▶ _WHAT IS NEEDED_: Figure out the number of lines in the data that hold the string "path". Reply with that figure only.

▶ _EXERCISE DATA_:
Issue #629, opened 2021-09-27
Additional Devices should be optional


subhendukundu:
### What happened and what did you expect to happen?

This is more of a feature request.
```
const videoInputConfig: DeviceConfig = {
  additionalDevices: true,
};
```
[VideoInputControl.tsx#L21](https://github.com/aws/amazon-chime-sdk-component-library-react/blob/master/src/components/sdk/MeetingControls/VideoInputControl.tsx#L21) 

We should make this configurable. We have requirement where we don't need the extra devices. Of course I can use `useVideoInputs` my own and make it as it should work. Then we have to write few additional functionality which already there.

### Have you reviewed our existing documentation?

- [X] Amazon Chime SDK for JavaScript GitHub [issues](https://github.com/aws/amazon-chime-sdk-js/issues)
- [X] Amazon Chime SDK React Components Library GitHub [issues](https://github.com/aws/amazon-chime-sdk-component-library-react/issues)
- [X] Storybook [documentation](https://aws.github.io/amazon-chime-sdk-component-library-react/?path=/story/introduction--page)
- [X] README [page](https://github.com/aws/amazon-chime-sdk-component-library-react#readme)
- [X] How-to [documentation](https://aws.github.io/amazon-chime-sdk-component-library-react/?path=/story/how-tos--page)
- [X] React SDK meeting [demo](https://github.com/aws/amazon-chime-sdk-component-library-react/tree/master/demo/meeting#readme---react-meeting-demo)

### Reproduction steps

Use VideoInputControl directly with Controlbar.

### Amazon Chime SDK React Components Library version

2.9.1

### What browsers are you seeing the problem on?

All

### Browser version

Not important

### Device Information

Not important

### Browser console logs

Not important

michhyun1:
@subhendukundu thanks for calling this out - we can certainly make this configureable on our end.

LeviSklaroff:
This is now a feature in the newest version in the react library. Going to close this issue, if this feature does not work for your use case please feel free to reopen this issue.

PR #633, opened 2021-09-30
Add additionalDevices as a prop instead of hardcoded

michhyun1:
**Issue #:** 
https://github.com/aws/amazon-chime-sdk-component-library-react/issues/629

**Description of changes:**
Make the additionalDevices a prop for the media control components. 

**Testing**
yes
Ran it in the meeting demo
yes - I just added a prop with a comment above - they will be picked up by storbybook documentation

### DIFF
--- a/CHANGELOG.md
+++ b/CHANGELOG.md
@@ -15,6 +15,7 @@ and this project adheres to [Semantic Versioning](https://semver.org/spec/v2.0.0
 - Add `activeSpeakerPolicy` and `videoUplinkBandwidthPolicy` to `MeetingProvider` props.
 
 ### Changed
+- Change `additionalDevices` to a prop in `AudioInputControl`, `VideoInputControl`, `AudioInputVFControl`, `MicSelection`, and `CameraSelection` components to allow option to turn off that configuration.
 
 ### Removed
 
--- a/src/components/sdk/DeviceSelection/CameraSelection/index.tsx
+++ b/src/components/sdk/DeviceSelection/CameraSelection/index.tsx
@@ -5,6 +5,7 @@ import React from 'react';
 
 import { useVideoInputs } from '../../../../providers/DevicesProvider';
 import { useMeetingManager } from '../../../../providers/MeetingProvider';
+import { DeviceConfig } from '../../../../types';
 import DeviceInput from '../DeviceInput';
 
 interface Props {
@@ -12,14 +13,20 @@ interface Props {
   notFoundMsg?: string;
   /** The label that will be shown for camera selection, it defaults to "Camera source". */
   label?: string;
+  /** A boolean that determines whether or not to include additional sample video devices, such as "None", "Blue", "SMTP Color Bars". Defaults to true. This will be deprecated in the next major version. */
+  appendSampleDevices?: boolean;
 }
 
 export const CameraSelection: React.FC<Props> = ({
   notFoundMsg = 'No camera devices found',
   label = 'Camera source',
+  appendSampleDevices = true,
 }) => {
   const meetingManager = useMeetingManager();
-  const { devices, selectedDevice } = useVideoInputs();
+  const videoInputConfig: DeviceConfig = {
+    additionalDevices: appendSampleDevices,
+  };
+  const { devices, selectedDevice } = useVideoInputs(videoInputConfig);
 
   async function selectVideoInput(deviceId: string) {
     meetingManager.selectVideoInputDevice(deviceId);
--- a/src/components/sdk/DeviceSelection/MicSelection/index.tsx
+++ b/src/components/sdk/DeviceSelection/MicSelection/index.tsx
@@ -5,6 +5,7 @@ import React from 'react';
 
 import { useSelectAudioInputDevice } from '../../../../hooks/sdk/useSelectAudioInputDevice';
 import { useAudioInputs } from '../../../../providers/DevicesProvider';
+import { DeviceConfig } from '../../../../types';
 import DeviceInput from '../DeviceInput';
 
 interface Props {
@@ -12,14 +13,20 @@ interface Props {
   notFoundMsg?: string;
   /** The label that will be shown for microphone selection, it defaults to `Microphone source`. */
   label?: string;
+  /** A boolean that determines whether or not to include additional sample audio input devices, such as "None", "440 Hz". Defaults to true. This will be deprecated in the next major version. */
+  appendSampleDevices?: boolean;
 }
 
 export const MicSelection: React.FC<Props> = ({
   notFoundMsg = 'No microphone devices found',
   label = 'Microphone source',
+  appendSampleDevices = true,
 }) => {
+  const audioInputConfig: DeviceConfig = {
+    additionalDevices: appendSampleDevices,
+  };
   const selectAudioInput = useSelectAudioInputDevice();
-  const { devices, selectedDevice } = useAudioInputs();
+  const { devices, selectedDevice } = useAudioInputs(audioInputConfig);
 
   return (
     <DeviceInput
--- a/src/components/sdk/MeetingControls/AudioInputControl.tsx
+++ b/src/components/sdk/MeetingControls/AudioInputControl.tsx
@@ -17,10 +17,12 @@ interface Props {
   muteLabel?: string;
   /** The label that will be shown when microphone is unmuted, it defaults to `Unmute`. */
   unmuteLabel?: string;
-  /** Title attribute for the icon when muted, it defaults to `Muted microphone` */
+  /** Title attribute for the icon when muted, it defaults to `Muted microphone`. */
   mutedIconTitle?: string;
-  /** Title attribute for the icon when unmuted, it defaults to `Microphone` */
+  /** Title attribute for the icon when unmuted, it defaults to `Microphone`. */
   unmutedIconTitle?: string;
+  /** A boolean that determines whether or not to include additional sample audio input devices, such as "None", "440 Hz". Defaults to true. This will be deprecated in the next major version. */
+  appendSampleDevices?: boolean;
 }
 
 const AudioInputControl: React.FC<Props> = ({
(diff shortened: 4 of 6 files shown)


src/components/sdk/MeetingControls/AudioInputVFControl.tsx
```diff
@@ -29,6 +29,8 @@ interface Props {
   voiceFocusOnLabel?: string;
   /** The label that will be shown when the current input audio is not an Amazon Voice Focus device, it defaults to `Enable Amazon Voice Focus`. */
   voiceFocusOffLabel?: string;
+    /** A boolean that determines whether or not to include additional audio devices to the control bar */
+    additionalDevices?: boolean,
```
ltrung, line 33: nit: space :D

src/components/sdk/MeetingControls/VideoInputControl.tsx
```diff
@@ -15,13 +15,17 @@ import useSelectVideoInputDevice from '../../../hooks/sdk/useSelectVideoInputDev
 interface Props {
   /** The label that will be shown for video input control, it defaults to `Video`. */
   label?: string;
+  /** A boolean that determines whether or not to include additional video devices to the control bar */
+  additionalDevices?: boolean,
```
ltrung, line 19: should this be = true like above. Just try to be consistent :D

jing-chen1 (dismissed):

CHANGELOG.md
```diff
@@ -27,6 +27,7 @@ and this project adheres to [Semantic Versioning](https://semver.org/spec/v2.0.0
 ### Changed
 
 - Remove the audio video observers in the `audioVideoDidStop()` function instead of `leave()` function in the `MeetingManager`.
+- Change `additionalDevices` to a prop in AudioInput/VideoInput/AudioInputVF Control components to allow option to turn off that configuration
```
devalevenkatesh, line 30: Would like to see back-ticked components as well and end the log with a "." :)

src/components/sdk/MeetingControls/AudioInputVFControl.tsx
```diff
@@ -29,6 +29,8 @@ interface Props {
   voiceFocusOnLabel?: string;
   /** The label that will be shown when the current input audio is not an Amazon Voice Focus device, it defaults to `Enable Amazon Voice Focus`. */
   voiceFocusOffLabel?: string;
+    /** A boolean that determines whether or not to include additional audio devices to the control bar */
```
devalevenkatesh, line 32: Should we add some information on what additional devices are and change the prop name since now this will be public? 

It will help builders else not sure how they can understand what additional devices are. I could not think of a good name which will explain directly but we can have a better name to reflect the devices use it seems.

src/components/sdk/MeetingControls/AudioInputVFControl.tsx
xuesichao: nit: semicolon instead of comma

src/components/sdk/MeetingControls/AudioInputControl.tsx
```diff
@@ -21,18 +21,21 @@ interface Props {
   mutedIconTitle?: string;
   /** Title attribute for the icon when unmuted, it defaults to `Microphone` */
   unmutedIconTitle?: string;
+  /** A boolean that determines whether or not to include additional sample audio devices to the control bar */
+  appendAdditionalDevices?: boolean;
```
devalevenkatesh, line 25: Should we add sample devices to the documentation of each controls, so that builders know what they are in context of our repo? Now that you brought up sample devices, should we just say `addSampleDevices`?

Tagging @ltrung and @simmkyu for suggestion on the prop name.

michhyun1: yeah I think `sample` or `fake` or something like that would be a good distinction

src/components/sdk/MeetingControls/AudioInputControl.tsx
```diff
@@ -21,18 +21,21 @@ interface Props {
...
   mutedIconTitle,
-  unmutedIconTitle
+  unmutedIconTitle,
+  appendAdditionalDevices = true,
 }) => {
   const meetingManager = useMeetingManager();
   const { muted, toggleMute } = useToggleLocalMute();
   const audioInputConfig: DeviceConfig = {
-    additionalDevices: true,
+    additionalDevices: appendAdditionalDevices,
```
devalevenkatesh, line 38: Doing so will remove the ability to select `null` device from `AudioInputControl`, `AudioInputVFControl` as well as `VideoInputControl` due to below reason:
1. These controls depend on `AudioInputProvider`, `VideoInputProvider` respectively.
2. Here we add the additional devices which also contain 'None'. [AudioInputProvider](https://github.com/aws/amazon-chime-sdk-component-library-react/blob/master/src/providers/DevicesProvider/AudioInputProvider.tsx#L153-L160) and [VideoInputProvider](https://github.com/aws/amazon-chime-sdk-component-library-react/blob/master/src/providers/DevicesProvider/VideoInputProvider.tsx#L111-L120). These both pick the additional devices from [here](https://github.com/aws/amazon-chime-sdk-component-library-react/blob/master/src/constants/additional-audio-video-devices.ts).The 'None' is used as `null` device across library I think, so we cannot skip it.

We have to refactor this logic to at least include 'None' mapping.

ltrung: Yeah but this is for UI control right. I don't think most apps need to select None as an option (especially for UI).

ltrung: Another option is instead of boolean allow them to pass in the list of additional devices they want to.

richnew10: The problem with passing a list of devices is that the selected device ends up being interpreted by our code:

https://github.com/aws/amazon-chime-sdk-component-library-react/blob/d7d7a0fbe7e1789066bd448b41c8e6b0f9233180/src/utils/device-utils.ts#L31

and so the list of additional devices has to be part of a restricted set.

michhyun1: Yeah, perhaps we can separate 'None' from the "additional devices"?

src/components/sdk/MeetingControls/VideoInputControl.tsx
```diff
@@ -15,13 +15,17 @@ import useSelectVideoInputDevice from '../../../hooks/sdk/useSelectVideoInputDev
...
-  additionalDevices: true,
-};
-
-const VideoInputControl: React.FC<Props> = ({ label = 'Video' }) => {
+const VideoInputControl: React.FC<Props> = ({ 
+  label = 'Video',
+  appendAdditionalDevices = true,
+}) => {
+  const videoInputConfig: DeviceConfig = {
+    additionalDevices: appendAdditionalDevices,
```
Isabel-hub, line 27: What will be the impact if this is made configurable ?

devalevenkatesh (commented):
Let's do this for MicSelection as well as CameraSelection as this applies to them as well.

src/components/sdk/MeetingControls/VideoInputControl.tsx
michhyun1: Ideally, the user can decide whether or not they want these additional devices in the input controls.

src/components/sdk/DeviceSelection/CameraSelection/index.tsx
```diff
@@ -5,21 +5,28 @@ import React from 'react';
...
 import { useMeetingManager } from '../../../../providers/MeetingProvider';
+import { DeviceConfig } from '../../../../types';
 import DeviceInput from '../DeviceInput';
 
 interface Props {
   /** The message that will be shown when no camera devices are found. */
   notFoundMsg?: string;
   /** The label that will be shown for camera selection, it defaults to "Camera source". */
   label?: string;
+  /** A boolean that determines whether or not to include additional sample video devices */
```
devalevenkatesh, line 16: nit: End with a "dot".

src/components/sdk/DeviceSelection/MicSelection/index.tsx
```diff
@@ -5,21 +5,28 @@ import React from 'react';
...
 import { useAudioInputs } from '../../../../providers/DevicesProvider';
+import { DeviceConfig } from '../../../../types';
 import DeviceInput from '../DeviceInput';
 
 interface Props {
   /** The message that will be shown when no microphone devices are found. */
   notFoundMsg?: string;
   /** The label that will be shown for microphone selection, it defaults to `Microphone source`. */
   label?: string;
+  /** A boolean that determines whether or not to include additional sample audio input devices */
```
devalevenkatesh, line 16: nit: End with a "dot". This comments applies for other components as well.

devalevenkatesh: Suggest adding two things:
1. What is sample devices?
2. A note that we will be deprecating this prop and remove the sample devices in next major version release.

devalevenkatesh (changes requested):
Need to add similar changes to `VideoInputBackgroundControl` as well.

src/components/sdk/DeviceSelection/CameraSelection/index.tsx
```diff
@@ -5,21 +5,28 @@ import React from 'react';
...
 import { useMeetingManager } from '../../../../providers/MeetingProvider';
+import { DeviceConfig } from '../../../../types';
 import DeviceInput from '../DeviceInput';
 
 interface Props {
   /** The message that will be shown when no camera devices are found. */
   notFoundMsg?: string;
   /** The label that will be shown for camera selection, it defaults to "Camera source". */
   label?: string;
+  /** A boolean that determines whether or not to include additional sample video devices, such as "None", "Blue", "SMTP Color Bars". This will be deprecated in the next major version. */
```
devalevenkatesh, line 16: Could you please mention that the default is true? Also, request to update the documentation here and elsewhere that with prop there will be no option to add any sample devices in next major release.

michhyun1: Done. dont the comments from these props go directly into storybook documentation? Is that good enough?

devalevenkatesh: Yeah, I meant expanding the comment here itself no other documentation.

devalevenkatesh (approved):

▶ _ANSWER BELOW_: 2